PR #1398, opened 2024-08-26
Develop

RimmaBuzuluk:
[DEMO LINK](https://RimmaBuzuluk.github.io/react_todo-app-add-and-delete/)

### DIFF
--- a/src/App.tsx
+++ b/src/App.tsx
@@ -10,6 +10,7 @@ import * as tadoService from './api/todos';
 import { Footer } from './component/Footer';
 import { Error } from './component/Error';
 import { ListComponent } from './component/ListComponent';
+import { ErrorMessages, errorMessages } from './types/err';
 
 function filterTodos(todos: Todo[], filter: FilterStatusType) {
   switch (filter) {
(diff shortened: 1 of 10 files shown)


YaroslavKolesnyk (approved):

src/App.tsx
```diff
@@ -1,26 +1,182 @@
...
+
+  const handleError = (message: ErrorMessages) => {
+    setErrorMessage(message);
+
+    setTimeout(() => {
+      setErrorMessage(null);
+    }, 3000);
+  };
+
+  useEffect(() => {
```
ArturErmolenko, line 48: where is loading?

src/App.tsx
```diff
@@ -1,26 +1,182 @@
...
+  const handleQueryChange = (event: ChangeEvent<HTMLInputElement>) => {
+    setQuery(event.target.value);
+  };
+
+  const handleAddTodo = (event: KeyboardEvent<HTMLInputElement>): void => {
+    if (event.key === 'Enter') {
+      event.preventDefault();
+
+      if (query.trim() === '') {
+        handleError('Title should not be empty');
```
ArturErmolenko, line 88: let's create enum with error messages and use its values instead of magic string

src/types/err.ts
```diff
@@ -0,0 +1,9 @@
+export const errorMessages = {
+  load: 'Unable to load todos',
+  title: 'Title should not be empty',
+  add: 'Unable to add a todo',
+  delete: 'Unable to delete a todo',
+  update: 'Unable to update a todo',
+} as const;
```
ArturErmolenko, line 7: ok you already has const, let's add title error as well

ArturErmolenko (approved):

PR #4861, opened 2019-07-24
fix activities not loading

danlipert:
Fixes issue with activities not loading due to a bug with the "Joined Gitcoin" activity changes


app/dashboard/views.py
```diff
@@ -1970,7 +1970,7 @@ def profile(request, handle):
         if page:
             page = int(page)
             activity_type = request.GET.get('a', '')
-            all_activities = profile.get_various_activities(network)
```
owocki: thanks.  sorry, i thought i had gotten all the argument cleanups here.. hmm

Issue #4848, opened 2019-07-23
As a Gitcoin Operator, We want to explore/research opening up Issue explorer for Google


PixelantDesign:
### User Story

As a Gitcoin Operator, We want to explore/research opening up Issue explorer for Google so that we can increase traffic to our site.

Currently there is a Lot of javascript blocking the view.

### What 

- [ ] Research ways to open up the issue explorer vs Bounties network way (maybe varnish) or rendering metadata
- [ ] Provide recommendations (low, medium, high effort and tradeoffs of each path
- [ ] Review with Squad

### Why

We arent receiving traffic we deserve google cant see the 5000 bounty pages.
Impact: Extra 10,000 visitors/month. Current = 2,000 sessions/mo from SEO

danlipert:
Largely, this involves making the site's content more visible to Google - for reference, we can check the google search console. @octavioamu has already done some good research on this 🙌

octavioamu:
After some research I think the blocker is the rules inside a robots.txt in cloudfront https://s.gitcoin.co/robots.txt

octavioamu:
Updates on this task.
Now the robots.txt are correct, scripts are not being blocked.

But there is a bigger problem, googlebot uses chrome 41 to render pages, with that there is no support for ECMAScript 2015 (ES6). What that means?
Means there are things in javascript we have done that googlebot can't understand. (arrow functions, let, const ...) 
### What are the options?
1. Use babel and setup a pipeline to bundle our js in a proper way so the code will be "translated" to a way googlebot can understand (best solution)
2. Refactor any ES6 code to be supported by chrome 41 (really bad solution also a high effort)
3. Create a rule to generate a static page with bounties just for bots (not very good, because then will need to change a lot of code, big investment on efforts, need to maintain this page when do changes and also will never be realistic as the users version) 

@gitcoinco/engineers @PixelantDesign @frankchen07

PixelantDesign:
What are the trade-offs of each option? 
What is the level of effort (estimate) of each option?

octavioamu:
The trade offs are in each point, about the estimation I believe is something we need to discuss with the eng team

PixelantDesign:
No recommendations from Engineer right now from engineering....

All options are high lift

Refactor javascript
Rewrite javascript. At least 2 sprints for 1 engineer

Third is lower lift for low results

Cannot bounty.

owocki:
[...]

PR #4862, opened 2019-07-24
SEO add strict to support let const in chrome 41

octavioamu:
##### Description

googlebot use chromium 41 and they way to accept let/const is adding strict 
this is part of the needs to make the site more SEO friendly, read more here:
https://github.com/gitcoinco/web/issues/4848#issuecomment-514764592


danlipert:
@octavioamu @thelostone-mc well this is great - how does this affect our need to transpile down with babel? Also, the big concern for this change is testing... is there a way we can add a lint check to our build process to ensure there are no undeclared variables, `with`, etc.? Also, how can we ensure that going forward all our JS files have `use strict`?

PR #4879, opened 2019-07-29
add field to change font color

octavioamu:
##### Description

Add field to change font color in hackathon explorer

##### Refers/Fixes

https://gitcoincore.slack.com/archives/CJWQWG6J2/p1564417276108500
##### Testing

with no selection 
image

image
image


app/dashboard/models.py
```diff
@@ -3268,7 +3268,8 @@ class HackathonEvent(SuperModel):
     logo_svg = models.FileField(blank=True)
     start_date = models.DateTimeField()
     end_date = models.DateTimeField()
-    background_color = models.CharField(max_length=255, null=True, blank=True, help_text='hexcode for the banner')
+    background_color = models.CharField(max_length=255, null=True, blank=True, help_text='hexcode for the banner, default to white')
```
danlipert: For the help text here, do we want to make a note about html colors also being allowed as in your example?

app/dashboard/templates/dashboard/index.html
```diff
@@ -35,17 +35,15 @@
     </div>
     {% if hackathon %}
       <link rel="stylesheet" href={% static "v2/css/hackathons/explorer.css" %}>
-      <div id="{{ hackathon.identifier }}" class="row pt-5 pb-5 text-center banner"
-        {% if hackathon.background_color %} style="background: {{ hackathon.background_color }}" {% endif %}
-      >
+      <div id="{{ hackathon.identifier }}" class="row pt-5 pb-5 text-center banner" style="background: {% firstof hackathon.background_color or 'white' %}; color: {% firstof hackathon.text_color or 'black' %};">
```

Action item: Transcribe each record exactly as it is written above.

Response to this task:
PR #1398, opened 2024-08-26
Develop

RimmaBuzuluk:
[DEMO LINK](https://RimmaBuzuluk.github.io/react_todo-app-add-and-delete/)

### DIFF
--- a/src/App.tsx
+++ b/src/App.tsx
@@ -10,6 +10,7 @@ import * as tadoService from './api/todos';
 import { Footer } from './component/Footer';
 import { Error } from './component/Error';
 import { ListComponent } from './component/ListComponent';
+import { ErrorMessages, errorMessages } from './types/err';
 
 function filterTodos(todos: Todo[], filter: FilterStatusType) {
   switch (filter) {
(diff shortened: 1 of 10 files shown)


YaroslavKolesnyk (approved):

src/App.tsx
```diff
@@ -1,26 +1,182 @@
...
+
+  const handleError = (message: ErrorMessages) => {
+    setErrorMessage(message);
+
+    setTimeout(() => {
+      setErrorMessage(null);
+    }, 3000);
+  };
+
+  useEffect(() => {
```
ArturErmolenko, line 48: where is loading?

src/App.tsx
```diff
@@ -1,26 +1,182 @@
...
+  const handleQueryChange = (event: ChangeEvent<HTMLInputElement>) => {
+    setQuery(event.target.value);
+  };
+
+  const handleAddTodo = (event: KeyboardEvent<HTMLInputElement>): void => {
+    if (event.key === 'Enter') {
+      event.preventDefault();
+
+      if (query.trim() === '') {
+        handleError('Title should not be empty');
```
ArturErmolenko, line 88: let's create enum with error messages and use its values instead of magic string

src/types/err.ts
```diff
@@ -0,0 +1,9 @@
+export const errorMessages = {
+  load: 'Unable to load todos',
+  title: 'Title should not be empty',
+  add: 'Unable to add a todo',
+  delete: 'Unable to delete a todo',
+  update: 'Unable to update a todo',
+} as const;
```
ArturErmolenko, line 7: ok you already has const, let's add title error as well

ArturErmolenko (approved):

PR #4861, opened 2019-07-24
fix activities not loading

danlipert:
Fixes issue with activities not loading due to a bug with the "Joined Gitcoin" activity changes


app/dashboard/views.py
```diff
@@ -1970,7 +1970,7 @@ def profile(request, handle):
         if page:
             page = int(page)
             activity_type = request.GET.get('a', '')
-            all_activities = profile.get_various_activities(network)
```
owocki: thanks.  sorry, i thought i had gotten all the argument cleanups here.. hmm

Issue #4848, opened 2019-07-23
As a Gitcoin Operator, We want to explore/research opening up Issue explorer for Google


PixelantDesign:
### User Story

As a Gitcoin Operator, We want to explore/research opening up Issue explorer for Google so that we can increase traffic to our site.

Currently there is a Lot of javascript blocking the view.

### What 

- [ ] Research ways to open up the issue explorer vs Bounties network way (maybe varnish) or rendering metadata
- [ ] Provide recommendations (low, medium, high effort and tradeoffs of each path
- [ ] Review with Squad

### Why

We arent receiving traffic we deserve google cant see the 5000 bounty pages.
Impact: Extra 10,000 visitors/month. Current = 2,000 sessions/mo from SEO

danlipert:
Largely, this involves making the site's content more visible to Google - for reference, we can check the google search console. @octavioamu has already done some good research on this 🙌

octavioamu:
After some research I think the blocker is the rules inside a robots.txt in cloudfront https://s.gitcoin.co/robots.txt

octavioamu:
Updates on this task.
Now the robots.txt are correct, scripts are not being blocked.

But there is a bigger problem, googlebot uses chrome 41 to render pages, with that there is no support for ECMAScript 2015 (ES6). What that means?
Means there are things in javascript we have done that googlebot can't understand. (arrow functions, let, const ...) 
### What are the options?
1. Use babel and setup a pipeline to bundle our js in a proper way so the code will be "translated" to a way googlebot can understand (best solution)
2. Refactor any ES6 code to be supported by chrome 41 (really bad solution also a high effort)
3. Create a rule to generate a static page with bounties just for bots (not very good, because then will need to change a lot of code, big investment on efforts, need to maintain this page when do changes and also will never be realistic as the users version) 

@gitcoinco/engineers @PixelantDesign @frankchen07

PixelantDesign:
What are the trade-offs of each option? 
What is the level of effort (estimate) of each option?

octavioamu:
The trade offs are in each point, about the estimation I believe is something we need to discuss with the eng team

PixelantDesign:
No recommendations from Engineer right now from engineering....

All options are high lift

Refactor javascript
Rewrite javascript. At least 2 sprints for 1 engineer

Third is lower lift for low results

Cannot bounty.

owocki:
[...]

PR #4862, opened 2019-07-24
SEO add strict to support let const in chrome 41

octavioamu:
##### Description

googlebot use chromium 41 and they way to accept let/const is adding strict 
this is part of the needs to make the site more SEO friendly, read more here:
https://github.com/gitcoinco/web/issues/4848#issuecomment-514764592


danlipert:
@octavioamu @thelostone-mc well this is great - how does this affect our need to transpile down with babel? Also, the big concern for this change is testing... is there a way we can add a lint check to our build process to ensure there are no undeclared variables, `with`, etc.? Also, how can we ensure that going forward all our JS files have `use strict`?

PR #4879, opened 2019-07-29
add field to change font color

octavioamu:
##### Description

Add field to change font color in hackathon explorer

##### Refers/Fixes

https://gitcoincore.slack.com/archives/CJWQWG6J2/p1564417276108500
##### Testing

with no selection 
image

image
image


app/dashboard/models.py
```diff
@@ -3268,7 +3268,8 @@ class HackathonEvent(SuperModel):
     logo_svg = models.FileField(blank=True)
     start_date = models.DateTimeField()
     end_date = models.DateTimeField()
-    background_color = models.CharField(max_length=255, null=True, blank=True, help_text='hexcode for the banner')
+    background_color = models.CharField(max_length=255, null=True, blank=True, help_text='hexcode for the banner, default to white')
```
danlipert: For the help text here, do we want to make a note about html colors also being allowed as in your example?

app/dashboard/templates/dashboard/index.html
```diff
@@ -35,17 +35,15 @@
     </div>
     {% if hackathon %}
       <link rel="stylesheet" href={% static "v2/css/hackathons/explorer.css" %}>
-      <div id="{{ hackathon.identifier }}" class="row pt-5 pb-5 text-center banner"
-        {% if hackathon.background_color %} style="background: {{ hackathon.background_color }}" {% endif %}
-      >
+      <div id="{{ hackathon.identifier }}" class="row pt-5 pb-5 text-center banner" style="background: {% firstof hackathon.background_color or 'white' %}; color: {% firstof hackathon.text_color or 'black' %};">
```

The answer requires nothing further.